### [Exercise objective]
All that is wanted is the span of lines from the one with "Resolves: https://musescore.org/en/node/299196" to the last line of the data, copied exactly.
[[ Source information, beginning ]]
PR #6811, opened 2020-11-04
Fix #299196  Fix #312393 - Missing space between key signature and first note if time signature is hidden

njvdberg:
Resolves: https://musescore.org/en/node/299196
Resolves: https://musescore.org/en/node/312393

When calculating the minimum measure width in <code>Measure::computeMinWidth()</code>, skip segments when all elements in that are invisible or have a zero width too.

### DIFF
--- a/libmscore/segment.cpp
+++ b/libmscore/segment.cpp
[[ Source information, end ]]
### [Response to the task]
Resolves: https://musescore.org/en/node/299196
Resolves: https://musescore.org/en/node/312393

When calculating the minimum measure width in <code>Measure::computeMinWidth()</code>, skip segments when all elements in that are invisible or have a zero width too.

### DIFF
--- a/libmscore/segment.cpp
+++ b/libmscore/segment.cpp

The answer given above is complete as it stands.